### WHAT YOU HAVE TO DO
The reply must reproduce each line below exactly.
PROVIDED MATERIAL below:
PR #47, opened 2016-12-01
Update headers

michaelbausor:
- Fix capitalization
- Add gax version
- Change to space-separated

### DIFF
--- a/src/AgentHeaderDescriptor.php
End of PROVIDED MATERIAL.
### RESPONSE BELOW
PR #47, opened 2016-12-01
Update headers

michaelbausor:
- Fix capitalization
- Add gax version
- Change to space-separated

### DIFF
--- a/src/AgentHeaderDescriptor.php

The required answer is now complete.